[Stored data entries]
+++++
PR #3099, opened 2022-12-19
Make primary-secondary resizing more responsive

oelhanafey:
[US146328](https://rally1.rallydev.com/#/?detail=/userstory/672770428197&fdp=true)

In `<template-primary-secondary>`, the secondary panel can be difficult or confusing to expand when it's in a fully collapsed state, since dragging has no immediate reaction, and can result in no action if 'dropped' when it is less than half way to open.

**Changes that have been made:**

1. Attempting to resize the secondary panel will now follow the mouse even when the width is less than the minimum secondary panel width or height. It will only auto collapse or expand when you stop resizing (`mouseup` or `touchend`).

2. The thresholds where the panel will expand or collapse have been changed:
**In the desktop view and mobile view with mouse:**
    - When collapsed, the secondary panel will expand when pulled > 10% of the minimum width/height.
    - When expanded, the secondary panel will collapse when pulled less than 75% of the minimum width/height.

    **Mobile touch view:**
There are 3 snap points now, max height, min height and fully collapsed. Thresholds are set at 10% of the distance to the next snap point. 
E.g. If you are at max width. Pulling down > 10% of the distance to min width will snap to the min width, but less than that will snap back up to the max width.

3. In mobile view with a touch screen, you can now use the divider to resize the panel in addition to scrolling on the secondary panel itself.

4. This PR also contains a fix for an issue where the divider arrow when expanded was not facing the right direction when using `secondary-first`


dlockhart:
Interesting! IMO it's better, but now it has a new problem in that I don't know how far I need to enlarge the secondary panel before it "sticks", if that makes sense? It took me a bunch of tries to actually open it enough for it to stay opened.

Before, while it didn't visually show any progress, once you hit the "sticking" point (in both directions) it would either fully expand or fully collapse on its own.

I wonder if there's maybe a middle ground somewhere? Like visually show progress like in this PR, but also have it "click" into place once you open/close it past a certain point?

oelhanafey:
@dlockhart  Yeah Jeff and I were chatting about this problem and we thought the user might be able to figure it out after a few tries but I really like your idea! Maybe we could make it so that if you expand it passed half the minimum width it will expand and if it is less than half the minimum width it will collapse.

templates/primary-secondary/primary-secondary.js
```diff
@@ -672,10 +733,12 @@ class TemplatePrimarySecondary extends FocusVisiblePolyfillMixin(RtlMixin(Locali
...
 				display: block;
 			}
-			:host(:not([dir="rtl"])) [data-is-expanded] .d2l-template-primary-secondary-divider-handle-left {
+			:host(:not([dir="rtl"]):not([secondary-first])) [data-is-expanded] .d2l-template-primary-secondary-divider-handle-left,
+			:host([dir="rtl"][secondary-first]) [data-is-expanded] .d2l-template-primary-secondary-divider-handle-left {
 				display: none;
 			}
-			:host([dir="rtl"]) [data-is-expanded] .d2l-template-primary-secondary-divider-handle-right {
+			:host(:not([dir="rtl"])[secondary-first]) [data-is-expanded] .d2l-template-primary-secondary-divider-handle-right,
+			:host([dir="rtl"]:not([secondary-first])) [data-is-expanded] .d2l-template-primary-secondary-divider-handle-right {
```
oelhanafey, line 749: This fixes an issue where the divider arrow when expanded was not facing the right direction when using `secondary-first`

templates/primary-secondary/primary-secondary.js
```diff
@@ -974,7 +1037,7 @@ class TemplatePrimarySecondary extends FocusVisiblePolyfillMixin(RtlMixin(Locali
 								</d2l-icon-custom>
 							</div>
 							<div class="d2l-template-primary-secondary-divider-handle-mobile">
-								${size === 0 ? html`<d2l-icon icon="tier1:chevron-up"></d2l-icon>` : html`<d2l-icon icon="tier1:chevron-down"></d2l-icon>`}
+								<d2l-icon icon=${size === 0 ? 'tier1:chevron-up' : 'tier1:chevron-down'}></d2l-icon>
```
oelhanafey, line 1048: Since we added support for scrolling using the divider in mobile view on a touch screen, the resizing was being cancelled due to the `d2l-icon` DOM element being swapped out. This makes sure the icon changes but the DOM element is kept the same.

templates/primary-secondary/primary-secondary.js
```diff
@@ -1003,16 +1074,20 @@ class TemplatePrimarySecondary extends FocusVisiblePolyfillMixin(RtlMixin(Locali
...
-			this._secondary = this.shadowRoot.querySelector('aside');
+		if (!this._divider) {
 			this._divider = this.shadowRoot.querySelector('.d2l-template-primary-secondary-divider');
 		}
+		if (changedProperties.has('_isMobile') && this._isMobile) {
+			this._secondary = this.shadowRoot.querySelector('aside');
+			if (this._divider.isConnected && this._secondary.isConnected) {
+				this._mobileTouchResizer.connect(this._divider, this._secondary);
+			}
+		}
```
oelhanafey, line 1093: This solves an issue where going between mobile and desktop mode would create a new secondary panel DOM element so the resizing would no longer work. Now when switching to mobile view, it will re-grab the secondary panel to send to the resizer. Though this was not an issue previously, so I'm not sure what changed.

dlockhart (approved):
Really liking how this came together and the experience in the demo, nice!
+++++
_About this task:_
Write the records out in full, exactly as they read above.

_Answer box:_
PR #3099, opened 2022-12-19
Make primary-secondary resizing more responsive

oelhanafey:
[US146328](https://rally1.rallydev.com/#/?detail=/userstory/672770428197&fdp=true)

In `<template-primary-secondary>`, the secondary panel can be difficult or confusing to expand when it's in a fully collapsed state, since dragging has no immediate reaction, and can result in no action if 'dropped' when it is less than half way to open.

**Changes that have been made:**

1. Attempting to resize the secondary panel will now follow the mouse even when the width is less than the minimum secondary panel width or height. It will only auto collapse or expand when you stop resizing (`mouseup` or `touchend`).

2. The thresholds where the panel will expand or collapse have been changed:
**In the desktop view and mobile view with mouse:**
    - When collapsed, the secondary panel will expand when pulled > 10% of the minimum width/height.
    - When expanded, the secondary panel will collapse when pulled less than 75% of the minimum width/height.

    **Mobile touch view:**
There are 3 snap points now, max height, min height and fully collapsed. Thresholds are set at 10% of the distance to the next snap point. 
E.g. If you are at max width. Pulling down > 10% of the distance to min width will snap to the min width, but less than that will snap back up to the max width.

3. In mobile view with a touch screen, you can now use the divider to resize the panel in addition to scrolling on the secondary panel itself.

4. This PR also contains a fix for an issue where the divider arrow when expanded was not facing the right direction when using `secondary-first`


dlockhart:
Interesting! IMO it's better, but now it has a new problem in that I don't know how far I need to enlarge the secondary panel before it "sticks", if that makes sense? It took me a bunch of tries to actually open it enough for it to stay opened.

Before, while it didn't visually show any progress, once you hit the "sticking" point (in both directions) it would either fully expand or fully collapse on its own.

I wonder if there's maybe a middle ground somewhere? Like visually show progress like in this PR, but also have it "click" into place once you open/close it past a certain point?

oelhanafey:
@dlockhart  Yeah Jeff and I were chatting about this problem and we thought the user might be able to figure it out after a few tries but I really like your idea! Maybe we could make it so that if you expand it passed half the minimum width it will expand and if it is less than half the minimum width it will collapse.

templates/primary-secondary/primary-secondary.js
```diff
@@ -672,10 +733,12 @@ class TemplatePrimarySecondary extends FocusVisiblePolyfillMixin(RtlMixin(Locali
...
 				display: block;
 			}
-			:host(:not([dir="rtl"])) [data-is-expanded] .d2l-template-primary-secondary-divider-handle-left {
+			:host(:not([dir="rtl"]):not([secondary-first])) [data-is-expanded] .d2l-template-primary-secondary-divider-handle-left,
+			:host([dir="rtl"][secondary-first]) [data-is-expanded] .d2l-template-primary-secondary-divider-handle-left {
 				display: none;
 			}
-			:host([dir="rtl"]) [data-is-expanded] .d2l-template-primary-secondary-divider-handle-right {
+			:host(:not([dir="rtl"])[secondary-first]) [data-is-expanded] .d2l-template-primary-secondary-divider-handle-right,
+			:host([dir="rtl"]:not([secondary-first])) [data-is-expanded] .d2l-template-primary-secondary-divider-handle-right {
```
oelhanafey, line 749: This fixes an issue where the divider arrow when expanded was not facing the right direction when using `secondary-first`

templates/primary-secondary/primary-secondary.js
```diff
@@ -974,7 +1037,7 @@ class TemplatePrimarySecondary extends FocusVisiblePolyfillMixin(RtlMixin(Locali
 								</d2l-icon-custom>
 							</div>
 							<div class="d2l-template-primary-secondary-divider-handle-mobile">
-								${size === 0 ? html`<d2l-icon icon="tier1:chevron-up"></d2l-icon>` : html`<d2l-icon icon="tier1:chevron-down"></d2l-icon>`}
+								<d2l-icon icon=${size === 0 ? 'tier1:chevron-up' : 'tier1:chevron-down'}></d2l-icon>
```
oelhanafey, line 1048: Since we added support for scrolling using the divider in mobile view on a touch screen, the resizing was being cancelled due to the `d2l-icon` DOM element being swapped out. This makes sure the icon changes but the DOM element is kept the same.

templates/primary-secondary/primary-secondary.js
```diff
@@ -1003,16 +1074,20 @@ class TemplatePrimarySecondary extends FocusVisiblePolyfillMixin(RtlMixin(Locali
...
-			this._secondary = this.shadowRoot.querySelector('aside');
+		if (!this._divider) {
 			this._divider = this.shadowRoot.querySelector('.d2l-template-primary-secondary-divider');
 		}
+		if (changedProperties.has('_isMobile') && this._isMobile) {
+			this._secondary = this.shadowRoot.querySelector('aside');
+			if (this._divider.isConnected && this._secondary.isConnected) {
+				this._mobileTouchResizer.connect(this._divider, this._secondary);
+			}
+		}
```
oelhanafey, line 1093: This solves an issue where going between mobile and desktop mode would create a new secondary panel DOM element so the resizing would no longer work. Now when switching to mobile view, it will re-grab the secondary panel to send to the resizer. Though this was not an issue previously, so I'm not sure what changed.

dlockhart (approved):
Really liking how this came together and the experience in the demo, nice!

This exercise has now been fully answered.